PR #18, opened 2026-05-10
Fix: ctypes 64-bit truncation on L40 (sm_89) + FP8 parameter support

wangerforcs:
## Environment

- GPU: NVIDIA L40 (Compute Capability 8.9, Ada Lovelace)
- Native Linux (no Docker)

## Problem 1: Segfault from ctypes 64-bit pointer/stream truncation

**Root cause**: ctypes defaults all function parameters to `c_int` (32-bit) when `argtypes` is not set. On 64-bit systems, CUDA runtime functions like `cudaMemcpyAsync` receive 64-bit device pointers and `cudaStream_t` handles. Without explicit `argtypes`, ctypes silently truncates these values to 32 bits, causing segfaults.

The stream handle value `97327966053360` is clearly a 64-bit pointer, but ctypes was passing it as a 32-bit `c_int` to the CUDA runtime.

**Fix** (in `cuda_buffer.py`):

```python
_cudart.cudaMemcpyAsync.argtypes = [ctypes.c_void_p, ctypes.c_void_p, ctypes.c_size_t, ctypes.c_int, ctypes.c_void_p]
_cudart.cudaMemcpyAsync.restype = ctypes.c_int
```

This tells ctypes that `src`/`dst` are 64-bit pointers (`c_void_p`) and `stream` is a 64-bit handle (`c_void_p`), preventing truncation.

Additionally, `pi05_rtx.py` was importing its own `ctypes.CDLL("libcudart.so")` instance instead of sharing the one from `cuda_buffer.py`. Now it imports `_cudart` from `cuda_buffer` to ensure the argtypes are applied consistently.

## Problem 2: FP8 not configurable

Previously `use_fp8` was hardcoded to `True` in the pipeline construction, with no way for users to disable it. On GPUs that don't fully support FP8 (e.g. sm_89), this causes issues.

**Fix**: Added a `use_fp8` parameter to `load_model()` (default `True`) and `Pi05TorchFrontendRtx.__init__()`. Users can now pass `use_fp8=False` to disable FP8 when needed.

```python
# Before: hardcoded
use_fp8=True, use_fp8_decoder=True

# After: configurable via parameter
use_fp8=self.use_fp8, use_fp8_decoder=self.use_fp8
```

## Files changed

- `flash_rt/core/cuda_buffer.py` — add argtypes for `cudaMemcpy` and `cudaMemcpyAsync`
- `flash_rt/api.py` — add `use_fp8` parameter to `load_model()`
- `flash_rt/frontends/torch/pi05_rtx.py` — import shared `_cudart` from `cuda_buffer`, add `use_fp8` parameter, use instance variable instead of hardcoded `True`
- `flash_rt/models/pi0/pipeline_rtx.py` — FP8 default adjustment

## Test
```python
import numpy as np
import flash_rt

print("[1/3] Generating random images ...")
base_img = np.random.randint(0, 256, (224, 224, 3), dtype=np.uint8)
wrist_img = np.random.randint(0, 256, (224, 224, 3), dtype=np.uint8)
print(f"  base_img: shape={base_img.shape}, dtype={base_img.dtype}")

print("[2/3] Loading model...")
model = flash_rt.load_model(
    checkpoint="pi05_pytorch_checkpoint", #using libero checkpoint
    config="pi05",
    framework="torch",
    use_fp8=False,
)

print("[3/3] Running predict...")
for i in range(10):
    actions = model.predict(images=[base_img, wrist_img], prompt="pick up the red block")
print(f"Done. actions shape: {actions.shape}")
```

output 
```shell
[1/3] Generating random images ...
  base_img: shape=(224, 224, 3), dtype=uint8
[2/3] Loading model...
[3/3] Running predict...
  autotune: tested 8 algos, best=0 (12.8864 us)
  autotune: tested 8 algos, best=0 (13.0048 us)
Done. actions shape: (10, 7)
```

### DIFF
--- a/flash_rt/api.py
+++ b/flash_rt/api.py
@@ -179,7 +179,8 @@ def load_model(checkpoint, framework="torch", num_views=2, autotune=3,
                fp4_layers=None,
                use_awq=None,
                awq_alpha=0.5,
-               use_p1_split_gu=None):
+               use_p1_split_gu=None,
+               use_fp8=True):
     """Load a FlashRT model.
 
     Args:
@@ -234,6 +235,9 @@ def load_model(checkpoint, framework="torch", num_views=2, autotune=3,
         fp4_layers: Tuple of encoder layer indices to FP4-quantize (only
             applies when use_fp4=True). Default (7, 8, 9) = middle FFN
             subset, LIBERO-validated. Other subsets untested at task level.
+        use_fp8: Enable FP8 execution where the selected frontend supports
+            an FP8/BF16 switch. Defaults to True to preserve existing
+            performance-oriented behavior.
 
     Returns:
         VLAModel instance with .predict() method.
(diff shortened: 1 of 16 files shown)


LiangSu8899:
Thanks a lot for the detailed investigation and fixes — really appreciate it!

**TRY IT:**
Every line above is to be transcribed exactly, with nothing missed.

**OUTPUT OF THE TASK:**
PR #18, opened 2026-05-10
Fix: ctypes 64-bit truncation on L40 (sm_89) + FP8 parameter support

wangerforcs:
## Environment

- GPU: NVIDIA L40 (Compute Capability 8.9, Ada Lovelace)
- Native Linux (no Docker)

## Problem 1: Segfault from ctypes 64-bit pointer/stream truncation

**Root cause**: ctypes defaults all function parameters to `c_int` (32-bit) when `argtypes` is not set. On 64-bit systems, CUDA runtime functions like `cudaMemcpyAsync` receive 64-bit device pointers and `cudaStream_t` handles. Without explicit `argtypes`, ctypes silently truncates these values to 32 bits, causing segfaults.

The stream handle value `97327966053360` is clearly a 64-bit pointer, but ctypes was passing it as a 32-bit `c_int` to the CUDA runtime.

**Fix** (in `cuda_buffer.py`):

```python
_cudart.cudaMemcpyAsync.argtypes = [ctypes.c_void_p, ctypes.c_void_p, ctypes.c_size_t, ctypes.c_int, ctypes.c_void_p]
_cudart.cudaMemcpyAsync.restype = ctypes.c_int
```

This tells ctypes that `src`/`dst` are 64-bit pointers (`c_void_p`) and `stream` is a 64-bit handle (`c_void_p`), preventing truncation.

Additionally, `pi05_rtx.py` was importing its own `ctypes.CDLL("libcudart.so")` instance instead of sharing the one from `cuda_buffer.py`. Now it imports `_cudart` from `cuda_buffer` to ensure the argtypes are applied consistently.

## Problem 2: FP8 not configurable

Previously `use_fp8` was hardcoded to `True` in the pipeline construction, with no way for users to disable it. On GPUs that don't fully support FP8 (e.g. sm_89), this causes issues.

**Fix**: Added a `use_fp8` parameter to `load_model()` (default `True`) and `Pi05TorchFrontendRtx.__init__()`. Users can now pass `use_fp8=False` to disable FP8 when needed.

```python
# Before: hardcoded
use_fp8=True, use_fp8_decoder=True

# After: configurable via parameter
use_fp8=self.use_fp8, use_fp8_decoder=self.use_fp8
```

## Files changed

- `flash_rt/core/cuda_buffer.py` — add argtypes for `cudaMemcpy` and `cudaMemcpyAsync`
- `flash_rt/api.py` — add `use_fp8` parameter to `load_model()`
- `flash_rt/frontends/torch/pi05_rtx.py` — import shared `_cudart` from `cuda_buffer`, add `use_fp8` parameter, use instance variable instead of hardcoded `True`
- `flash_rt/models/pi0/pipeline_rtx.py` — FP8 default adjustment

## Test
```python
import numpy as np
import flash_rt

print("[1/3] Generating random images ...")
base_img = np.random.randint(0, 256, (224, 224, 3), dtype=np.uint8)
wrist_img = np.random.randint(0, 256, (224, 224, 3), dtype=np.uint8)
print(f"  base_img: shape={base_img.shape}, dtype={base_img.dtype}")

print("[2/3] Loading model...")
model = flash_rt.load_model(
    checkpoint="pi05_pytorch_checkpoint", #using libero checkpoint
    config="pi05",
    framework="torch",
    use_fp8=False,
)

print("[3/3] Running predict...")
for i in range(10):
    actions = model.predict(images=[base_img, wrist_img], prompt="pick up the red block")
print(f"Done. actions shape: {actions.shape}")
```

output 
```shell
[1/3] Generating random images ...
  base_img: shape=(224, 224, 3), dtype=uint8
[2/3] Loading model...
[3/3] Running predict...
  autotune: tested 8 algos, best=0 (12.8864 us)
  autotune: tested 8 algos, best=0 (13.0048 us)
Done. actions shape: (10, 7)
```

### DIFF
--- a/flash_rt/api.py
+++ b/flash_rt/api.py
@@ -179,7 +179,8 @@ def load_model(checkpoint, framework="torch", num_views=2, autotune=3,
                fp4_layers=None,
                use_awq=None,
                awq_alpha=0.5,
-               use_p1_split_gu=None):
+               use_p1_split_gu=None,
+               use_fp8=True):
     """Load a FlashRT model.
 
     Args:
@@ -234,6 +235,9 @@ def load_model(checkpoint, framework="torch", num_views=2, autotune=3,
         fp4_layers: Tuple of encoder layer indices to FP4-quantize (only
             applies when use_fp4=True). Default (7, 8, 9) = middle FFN
             subset, LIBERO-validated. Other subsets untested at task level.
+        use_fp8: Enable FP8 execution where the selected frontend supports
+            an FP8/BF16 switch. Defaults to True to preserve existing
+            performance-oriented behavior.
 
     Returns:
         VLAModel instance with .predict() method.
(diff shortened: 1 of 16 files shown)


LiangSu8899:
Thanks a lot for the detailed investigation and fixes — really appreciate it!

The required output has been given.